What do you think of it? "Stupid Pledges" ... I have heard said, of course this was said by stupid people who did not want to commit to the spirit of those pledges (which is more important to me than the actual words).
I too think its conditional. I've said this before but as a kid I didn't really care about the IKKA. I only knew that my instructor was a member and by default, so was I. When He was no longer a member neither was I. I don't think any student should feel betrayed because there instructor ceases to belong to an organization; hence, this is my problem with the blue belt pledge. For the most part the pledges are sound advice to anyone in your personal dealings with your fellow man, and I have never heard the term "Stupid Pledges" until just this moment. The pledges seem to advise against cross training though, and with that I have a problem. And committing to pledges without caring about the "actual words" seems a little blind, maybe its just me. All in all I like about 90% of what we are asked to pledge, but with the death of the IKKA's leader I think it interesting to examine what we are pledging. :asian:
My school requires all of the pledges white through black. They are to be recited from memory at each belt testing. Failure to do so will result in a re-test at a later date. These pledges are important to have and learn, for some people that are learning a leathal art form and have not real guidance these are a must.

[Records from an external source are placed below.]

PR #712, opened 2025-02-15
Use free printing credits instead of free printing pages

horcsinbalint:
Moving from free printing pages to free printing credits. Printing credit usage is calculated the same way as the normal printing account.


horcsinbalint:
@coderabbitai review

resources/views/dormitory/print/manage/account_history.blade.php
```diff
@@ -26,8 +26,8 @@
                 minWidth:100
             },
             {
-                title: "Ingyenes oldal változás",
-                field: "free_page_change",
+                title: "Ingyenes nyomtatási kredit változás",
+                field: "free_printing_credits_change",
```
BertalanD, line 30: I assume you tested this thoroughly and everything works, however, inconsistently calling this `free_printing_credit_change`/`free_printing_credits_change` (notice the plural!) might cause problems later on.

resources/views/dormitory/print/free.blade.php
```diff
@@ -25,10 +25,10 @@
             columnMinWidth: 150,
             headerSort: false,
             ajaxURL: "{{ $route }}", //set url for ajax request
-            placeholder: "@lang('print.no_free_pages')",
+            placeholder: "@lang('print.no_free_printing_credits')",
             columns: [
                 @if($admin)
-                @can('viewAny', App\Models\FreePages::class)
+                @can('viewAny', App\Models\FreePrintingCredits::class)
```
BertalanD, line 30: the closing `@endif` and `@endcan` tags are in the wrong order in lines 45 and 46. How does this work?

database/migrations/2025_02_15_113728_rename_free_pages_to_credits.php
```diff
@@ -0,0 +1,35 @@
...
+use Illuminate\Database\Schema\Blueprint;
+use Illuminate\Support\Facades\Schema;
+
+return new class () extends Migration {
+    /**
+     * Run the migrations.
+     */
+    public function up(): void
+    {
+        Schema::rename("printing_free_pages", "printing_free_printing_credits");
```
BertalanD, line 13: Do I understand correctly that this will change my existing 74 free pages into 74 HUF (i.e. 7 pages). Wouldn't it make more sense to drop the entire table and re-assign the appropriate amount of credits for users?

resources/views/dormitory/print/manage/account_history.blade.php
horcsinbalint: It did make the user page not load. Fixed it, thanks for pointing out

resources/views/dormitory/print/free.blade.php
horcsinbalint: According to my testing, `@endcan` is the same as `@endif`, though I'm not really sure. But checking if the user is admin seems to be redundant, removed the check. Thank you for pointing out.

database/migrations/2025_02_15_113728_rename_free_pages_to_credits.php
horcsinbalint: Yep, it does exactly that. I did not want to delete old records. Essentially we are just renaming free pages to free credits, and then increase the price of printing if someone pays with credits. Price increases may happen in the future. The 900% inflation is a bit extreme though. I'm planning on removing quotas by hand that are erroneous due to this change and give out new quotas.

app/Models/PrintJob.php
```diff
@@ -134,18 +134,6 @@ public function cancel()
...
-
-                if ($this->used_free_pages) {
-                    $pages = $printAccount->availableFreePages()->first();
-                    $pages->update([
-                        'last_modified_by' => user()->id,
-                        'amount' => $pages->amount + $this->cost,
-                    ]);
-                } else {
-                    $printAccount->balance += $this->cost;
-                }
```
BertalanD, line 148: your call, but probably deserves some explanation

database/migrations/2025_02_15_113728_rename_free_pages_to_credits.php
horcsinbalint: So I think it would make sense to truncate the table, but I don't think it is necessary and intended to fix the issues with it manually. I checked it before opening the PR, only a few users (~10-20) has free pages that is not expired, so we can adjust it manually.

BertalanD (approved):

database/migrations/2025_02_15_113728_rename_free_pages_to_credits.php
sszajbely: I don't think this approach is particularly clean. I see your point in keeping the records, and I agree with it, but I think the clean approach would be to:
1. Create the new table with the appropriate fields.
2. Copy all information from the old table to the new table.
3. Drop the old table.

And while you do this, you can also simply multiply the number of pages by the cost per page. Like this, you keep the records, which are then also more readable for users, as there won't be strange records where people have seemingly been printing for 1 Ft per page. And as no inflation happened in the past years (at least to my knowledge, but this maybe not be true anymore), you wouldn't even create false information by simply multiplying the pages by the cost per page.

app/Models/PrintJob.php
horcsinbalint: I think if you start a printing job, and you cancel it just at the last second of printing, you would get your money back and also have the printed document. (Note that a `PrintJobStatus`es can only be `QUEUED`, `CANCELLED`, `SUCCESS`. There is no such state that would indicate that it is being printed.) Users should reach out to system administrators if they need reimbursement. (We might add a button in the future where they can flag a PrintJob as erroneously billed.)
I tried to demonstrate it, but cancellation does not even work at all: #713

database/migrations/2025_02_15_113728_rename_free_pages_to_credits.php
horcsinbalint: You convinced me, I added the multiplication to the migration (and division for the case of reverting the migration). I think renaming with `Schema::rename` is cleaner than manually copying the table because it does not break foreign keys that reference a table (there are probably no references here).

I concur, and do the same. I understand newer student's doubts, and I don't think "shame on them" for not seeing the importance, rather I attribute the failure of the student to see the importance and spirit of the pledges to the instructor they train under.

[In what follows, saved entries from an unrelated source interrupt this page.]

PR #724, opened 2025-04-21
Allow users to opt out of Mr and Miss participation

BertalanD:
We show a simple button a week before the voting period's start where
users can declare that they do not want to participate. In that case,
they won't show up in the drop-down lists for other users, and they
themselves can't vote either.

### DIFF
--- a/app/Http/Controllers/StudentsCouncil/MrAndMissController.php
+++ b/app/Http/Controllers/StudentsCouncil/MrAndMissController.php
@@ -7,9 +7,11 @@ use App\Models\MrAndMissCategory;
 use App\Models\MrAndMissVote;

One of my favorite questions on tests is "OK, so what does that pledge mean, to you, to your students (if you are at an instructor level), and how do you try to live up to it or use it in your life?"

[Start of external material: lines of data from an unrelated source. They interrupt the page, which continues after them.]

PR #725, opened 2025-04-24
Add missing foreign key constraints

BertalanD:


horcsinbalint (approved):
Thanks, LGTM, this has bothered me for quite some time.

One small thing that could probably be also done: `semester_id` could be of `unsignedBigInteger` everywhere as it is more commonly used with ids. But if you don't want to increase the scope of the PR, merge it as is. (We should try it on staging before putting it on prod as our database might be inconsistent as there were no foreign keys on these before.)

Issue #486, opened 2024-03-30
Router pinging is using an unstable interface


horcsinbalint:
https://github.com/EotvosCollegium/mars/blob/c90d73a75bb5f9429b7cfd0d6b073152631861d3/app/Console/Commands.php#L75C1-L75C106 uses the `ping` command's output to determine whether a router is available. If a router is available, then it works fine but if a router is not available, sometimes it might misinterpret the results as the `ping` command might give out failed results without those words present as per https://github.com/iputils/iputils/blob/294a65f00047f31685b7dd07048b48c4be82e097/ping/ping.c#L1236
It is not just some theoretical issue, as it has sent a couple of emails because of one router.

horcsinbalint:
We should probably use `nmap` for it as it has multiple output formats that can be easily processed. Probably all routers can be pinged with a single command. For example `nmap IPADDRESSHERE -sP -oG -` can be easily processed (like it contains the IP address and the `Status: Up` string if the pinging is successful and it can process multiple IP-s in a single command).

horcsinbalint:
Fixed by d7c16cd

PR #726, opened 2025-05-18
Remove string processing done via shell and #486

horcsinbalint:
Using shell scripts to transform text contributes quite a bit to the smell of the codebase. We also had issues because of this (`grep` arbitrarily decided sometimes for outputs of `pdfinfo` that they were binary data and not text). While removing calls to `Process::fromShellCommandline` (which is quite unsafe), I also moved from `ping` to `nmap` (fixing https://github.com/EotvosCollegium/mars/issues/486).


app/Utils/PrinterHelper.php
```diff
@@ -19,7 +19,7 @@ class PrinterHelper
      */
     public static function getDocumentPageNumber(string $path): int
     {
-        $process = Process::fromShellCommandline(config('commands.pdfinfo') . " $path | grep '^Pages' | awk '{print $2}'");
+        $process = Process::fromShellCommandline(config('commands.pdfinfo') . " $path | grep --text '^Pages' | awk '{print $2}'");
```
BertalanD: What. Why can't we just simply parse the command's output from within PHP. Opening a shell for this is very fishy.

horcsinbalint: Thanks for the suggestion, I think I have remedied the issue (and some similar as well)

BertalanD (commented):
Thank you, LGTM! (Assumimg this has been tested)

BertalanD (approved):

PR #728, opened 2025-05-18
Readd missing foreign key constraints

horcsinbalint:
#725 after the data has been fixed


BertalanD:
What's the status on this?

horcsinbalint:
I added some cascading and purged the junk from the prod DB. Should be probably good now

Very well put! I must include (in addition to my other post) the I have modified the Blue belt pledge and others for personal reasons to exclude the bit about associations. This to me, is a rediculous notion since the associations of today ( not all) can't even live by, or follow their own standards and rules predicated by Presidents and founders. Associations to me, are political arena's devised to escalate the prominance and rank, stature of a few individuals within said association. I realize that not all are like this, there are some that are and in my opinion serve no REAL greater purpose!
I understand the distinction in associations, and unfortunatley have to agree with you. We are starting to see the dissolution of some of the ones that started up in the early-mid 90's. It's a lot of work to "do it right" and a major commitment.
The belt pledges are never required for our belt exams, however, my instructor expects that we know they exist and at various times we will discuss them during a class... usually in a deep horse stance.
We require knowledge of the pledges in our school. As Mr. C said, I think they are very important. It really helps define the attitude one would want to develop in Kenpo, and for that matter in any Art.
Gotta love those conversations.
So very true, to me, each pledge sounds like some one screwed up and the pledge was written as an example to prevent others from making the same mistake. For example:
[font=Arial,Helvetica][size=-1]Purple Belt Pledge: I hold the art of Kenpo sacred and freely take upon myself the obligation and responsibility that I shall never misuse my skill to hurt or make afraid. I shall fight only if forced to defend myself and shall be slow to anger, loath to take offense, quick to forgive, and to forget personal affront.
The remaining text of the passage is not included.